[Collected data]
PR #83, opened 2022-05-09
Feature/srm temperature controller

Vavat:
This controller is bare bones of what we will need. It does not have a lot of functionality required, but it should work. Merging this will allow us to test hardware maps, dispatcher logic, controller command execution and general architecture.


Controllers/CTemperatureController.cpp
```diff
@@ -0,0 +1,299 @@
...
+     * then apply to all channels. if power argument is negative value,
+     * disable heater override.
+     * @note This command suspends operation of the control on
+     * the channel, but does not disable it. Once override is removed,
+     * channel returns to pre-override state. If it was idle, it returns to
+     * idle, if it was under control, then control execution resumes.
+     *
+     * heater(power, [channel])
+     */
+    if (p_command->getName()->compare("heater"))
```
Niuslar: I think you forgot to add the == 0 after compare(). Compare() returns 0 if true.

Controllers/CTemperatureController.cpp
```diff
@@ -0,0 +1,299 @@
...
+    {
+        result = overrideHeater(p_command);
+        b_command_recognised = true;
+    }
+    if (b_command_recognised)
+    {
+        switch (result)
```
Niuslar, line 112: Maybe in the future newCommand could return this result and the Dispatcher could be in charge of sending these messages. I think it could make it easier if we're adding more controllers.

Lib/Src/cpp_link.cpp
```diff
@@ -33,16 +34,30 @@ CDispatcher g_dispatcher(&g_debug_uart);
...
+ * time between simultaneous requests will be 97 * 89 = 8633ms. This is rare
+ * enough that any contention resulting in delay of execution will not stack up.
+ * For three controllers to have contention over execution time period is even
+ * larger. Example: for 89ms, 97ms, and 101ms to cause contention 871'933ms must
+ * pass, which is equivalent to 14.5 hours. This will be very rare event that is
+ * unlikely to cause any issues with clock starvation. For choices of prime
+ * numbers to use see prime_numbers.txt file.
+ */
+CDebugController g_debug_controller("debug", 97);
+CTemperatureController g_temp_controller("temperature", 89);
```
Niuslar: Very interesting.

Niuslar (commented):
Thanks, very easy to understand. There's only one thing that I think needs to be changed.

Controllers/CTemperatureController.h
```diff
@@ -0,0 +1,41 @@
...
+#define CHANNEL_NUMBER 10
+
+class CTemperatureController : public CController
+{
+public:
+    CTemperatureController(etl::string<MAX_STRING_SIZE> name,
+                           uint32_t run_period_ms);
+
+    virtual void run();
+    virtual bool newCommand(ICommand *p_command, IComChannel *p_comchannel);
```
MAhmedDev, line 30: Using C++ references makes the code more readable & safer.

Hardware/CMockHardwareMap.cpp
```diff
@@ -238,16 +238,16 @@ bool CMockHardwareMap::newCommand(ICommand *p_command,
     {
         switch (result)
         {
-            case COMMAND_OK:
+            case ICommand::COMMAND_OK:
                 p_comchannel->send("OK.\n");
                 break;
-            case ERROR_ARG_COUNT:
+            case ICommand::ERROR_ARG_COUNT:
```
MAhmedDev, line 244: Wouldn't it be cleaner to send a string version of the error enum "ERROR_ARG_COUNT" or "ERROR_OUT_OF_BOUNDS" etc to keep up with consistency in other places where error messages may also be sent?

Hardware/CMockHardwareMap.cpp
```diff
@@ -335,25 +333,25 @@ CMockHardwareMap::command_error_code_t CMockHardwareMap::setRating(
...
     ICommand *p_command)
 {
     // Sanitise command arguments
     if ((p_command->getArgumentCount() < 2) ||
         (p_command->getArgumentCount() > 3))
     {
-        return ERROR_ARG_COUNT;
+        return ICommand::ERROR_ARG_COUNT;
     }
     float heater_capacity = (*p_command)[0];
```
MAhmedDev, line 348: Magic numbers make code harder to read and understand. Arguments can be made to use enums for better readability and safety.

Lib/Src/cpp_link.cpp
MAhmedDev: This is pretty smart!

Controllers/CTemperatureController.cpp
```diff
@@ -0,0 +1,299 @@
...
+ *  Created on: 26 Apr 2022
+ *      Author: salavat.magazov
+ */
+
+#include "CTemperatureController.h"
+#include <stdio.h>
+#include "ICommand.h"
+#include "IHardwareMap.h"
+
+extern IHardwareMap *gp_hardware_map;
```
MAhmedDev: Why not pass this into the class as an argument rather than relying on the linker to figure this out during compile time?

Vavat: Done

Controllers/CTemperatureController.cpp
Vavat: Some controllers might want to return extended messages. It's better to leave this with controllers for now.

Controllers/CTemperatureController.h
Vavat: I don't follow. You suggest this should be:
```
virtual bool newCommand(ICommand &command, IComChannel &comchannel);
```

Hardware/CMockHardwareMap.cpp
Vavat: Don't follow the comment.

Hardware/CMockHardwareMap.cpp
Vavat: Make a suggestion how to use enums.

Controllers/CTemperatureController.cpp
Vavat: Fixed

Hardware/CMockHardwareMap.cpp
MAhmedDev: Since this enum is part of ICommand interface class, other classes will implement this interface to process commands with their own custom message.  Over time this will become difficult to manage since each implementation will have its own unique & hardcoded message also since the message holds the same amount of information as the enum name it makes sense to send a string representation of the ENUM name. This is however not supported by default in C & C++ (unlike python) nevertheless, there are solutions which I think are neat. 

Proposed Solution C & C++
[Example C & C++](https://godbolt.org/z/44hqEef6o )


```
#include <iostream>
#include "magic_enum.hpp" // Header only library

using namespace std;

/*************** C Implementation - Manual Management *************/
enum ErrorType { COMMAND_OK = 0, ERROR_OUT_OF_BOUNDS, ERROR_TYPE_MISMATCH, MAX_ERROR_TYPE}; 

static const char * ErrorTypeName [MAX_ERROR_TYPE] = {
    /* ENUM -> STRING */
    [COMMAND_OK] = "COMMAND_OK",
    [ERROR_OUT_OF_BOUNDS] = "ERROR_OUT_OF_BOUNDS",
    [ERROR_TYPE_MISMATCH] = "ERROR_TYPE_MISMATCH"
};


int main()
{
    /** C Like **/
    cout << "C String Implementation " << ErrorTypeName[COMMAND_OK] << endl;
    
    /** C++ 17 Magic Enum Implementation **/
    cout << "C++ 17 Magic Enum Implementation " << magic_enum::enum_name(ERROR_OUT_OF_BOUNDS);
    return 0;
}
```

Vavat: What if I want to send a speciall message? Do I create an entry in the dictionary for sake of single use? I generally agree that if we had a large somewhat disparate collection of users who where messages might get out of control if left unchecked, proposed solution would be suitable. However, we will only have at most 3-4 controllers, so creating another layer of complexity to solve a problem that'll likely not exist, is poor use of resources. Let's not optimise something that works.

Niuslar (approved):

**Brief**
Which lines of the data include the word "numbers"? Copy each one.

**Problem solution**
+ * numbers to use see prime_numbers.txt file.
MAhmedDev, line 348: Magic numbers make code harder to read and understand. Arguments can be made to use enums for better readability and safety.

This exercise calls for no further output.